Indeed, in the examples above, certain inputs and outputs were matched in both potential configurations. In variant one, the 1.3 output was matched with the 3 and 2 inputs either way. So while blockchain analysis wouldn’t reveal what the original transactions were, it’d still reveal a link between the 3 and 2 inputs and the 1.3 outputs. Variants two and three, while delinking inputs from each other, allow for even more matches between inputs and outputs.
It’s also worth pointing out that a knapsack CoinJoin for payment requires extra outputs and would, therefore, still cost more fees than regular transactions or even regular CoinJoin transactions would. It may also require merchants to provide two addresses when they are paid, instead of just one.
In other words, while an improvement over equal-amount mixing when it comes to blockspace efficiency and fees, and a big improvement versus regular transaction or even regular CoinJoin transactions for privacy, knapsack mixing still comes with a little extra hassle and cost.

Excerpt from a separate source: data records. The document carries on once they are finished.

PR #1659, opened 2026-04-20
Reject backslash in URL authority per RFC 3986

rodrigobnogueira:
## What do these changes do?

Reject URLs whose authority (netloc) component contains a backslash (`\`), which is not a valid character in the authority per RFC 3986. Previously, yarl silently accepted these URLs and treated the backslash as part of the host, producing unexpected parsed results.

This aligns yarl's parsing with the RFC 3986 grammar where `\` is not listed among valid authority characters (`unreserved / pct-encoded / sub-delims / ":" / "@"`).

Yes. `URL(r"http://example.com\path")` now raises `ValueError` instead of silently producing a misleading parsed result where the backslash becomes part of the host.

No. It is a single guard in `split_url()` in `_parse.py`, with four parametrized test cases.

## Related issue number

N/A

## Checklist


bdraco:
@aiolibsbot review

bdraco:
@aiolibsbot review

bdraco (approved):
LGTM, asked the bot to check again as well just in case I missed something

Thanks @rodrigobnogueira

bdraco:
1. Use past tense in news fragment (`CHANGES/1659.bugfix.rst`, L1-3) doesn't really make sense.  What's there is fine

bdraco:
@aiolibsbot review

bdraco:
attack surface is an incoming raw url not a build for this pr. so its fine as-is.

PR #1661, opened 2026-04-21
Reject URLs with multiple brackets in host component

rodrigobnogueira:
## What do these changes do?

Fixes a parsing edge case where URLs containing multiple bracket characters in the host authority component were silently canonicalized to an unintended host.

For example, `split_netloc` used `str.partition` to extract content between the first `[` and first `]`. When more than one bracket pair was present, this picked up content like `:localhost[` which contains a colon and passed the IPv6 content check — ultimately resolving to `localhost` after bracket-stripping in the encoder.

Both `split_url()` and `split_netloc()` now validate that:
- exactly one `[` and one `]` appear in the authority/hostinfo, and
- `[` starts the host subcomponent (per RFC 3986 `IP-literal` grammar)

This is a companion fix to #1654, which addressed text *before* a single bracket pair; this addresses *multiple* bracket pairs.

Yes — previously accepted malformed URLs like `http://[:localhost[]].google:80` now raise `ValueError: Invalid IPv6 URL`, consistent with other malformed IPv6 literals.

## Related issues and pull requests

Complements #1654.


rodrigobnogueira:
Just a heads-up regarding the CI failure: the `pyupgrade` pre-commit check is crashing on the Python 3.14 job with a `TypeError: cannot use a bytes pattern on a string-like object`. 

This is a known upstream incompatibility between `pyupgrade` and recent Python 3.14 pre-releases (where `tokenize.cookie_re` was changed to a bytes pattern). It's an unconditional crash inside `pyupgrade` itself and is unrelated to the code changes in this PR. 

```
pyupgrade....................................................................Failed
- hook id: pyupgrade
- exit code: 1

  File "/pc/clone/GRltiHWiQruk2pUmRoCwuw/py_env-python3.14/bin/pyupgrade", line 7, in <module>
    sys.exit(main())
             ~~~~^^
  File "/pc/clone/GRltiHWiQruk2pUmRoCwuw/py_env-python3.14/lib/python3.14/site-packages/pyupgrade/_main.py", line 393, in main
    ret |= _fix_file(filename, args)
           ~~~~~~~~~^^^^^^^^^^^^^^^^
  File "/pc/clone/GRltiHWiQruk2pUmRoCwuw/py_env-python3.14/lib/python3.14/site-packages/pyupgrade/_main.py", line 327, in _fix_file
    contents_text = _fix_tokens(contents_text)
  File "/pc/clone/GRltiHWiQruk2pUmRoCwuw/py_env-python3.14/lib/python3.14/site-packages/pyupgrade/_main.py", line 297, in _fix_tokens
    tokenize.cookie_re.match(token.src)
    ~~~~~~~~~~~~~~~~~~~~~~~~^^^^^^^^^^^
TypeError: cannot use a bytes pattern on a string-like object
```

bdraco:
@aiolibsbot review

yarl/_parse.py
```diff
@@ -66,11 +66,18 @@ def split_url(url: str) -> SplitURLType:
...
             # for IP-literal addresses. Text before '[' (e.g. '127.0.0.1[::1]')
-            # is invalid and must be rejected to prevent SSRF bypasses.
+            # is invalid and must be rejected to prevent SSRF bypasses. The
+            # count checks reject URLs with more than one bracket pair in the
+            # host subcomponent (e.g. 'http://[:localhost[]].google:80'),
+            # which would otherwise resolve to an unintended host.
             hostinfo = netloc.rpartition("@")[2]
-            if hostinfo[0] != "[":
+            if (
+                not hostinfo.startswith("[")
```
bdraco: startswith is likely much slower here in cython

bdraco:
Addressed in d6676a5. Verified via `cython -a`: `hostinfo.startswith("[")` annotates at score 7, while `hostinfo[0] != "["` is score 5 (lighter C API path, no method lookup). Switched both `split_url()` and `split_netloc()` to indexing. In `split_netloc()` the enclosing `if "[" in hostinfo:` already guarantees a non-empty `hostinfo` so the indexing is safe; in `split_url()` the original code used the same indexing pattern, so the behavior is unchanged from master.

yarl/_parse.py
bdraco: Verified via `cython -a`: `hostinfo.startswith("[")` annotates at score 7, while `hostinfo[0] != "["` is score 5 (no method lookup, lighter C API). Switched both `split_url()` and `split_netloc()` to indexing in d6676a5.

bdraco:
@aiolibsbot review

bdraco (approved):
Thanks @rodrigobnogueira

rodrigobnogueira:
Can I invoke the `aiolibsbot` in my PRs?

Author’s note: There is a bit more to the knapsack mixing proposal, like how the CoinJoin transaction is constructed. There are also several more subtle risks and trade-offs when it comes to privacy, like how users handle their coins before and after the mix. For simplicity and readability, this article focuses only on the central and arguably most interesting idea behind knapsack mixing: unequal-amount mixing.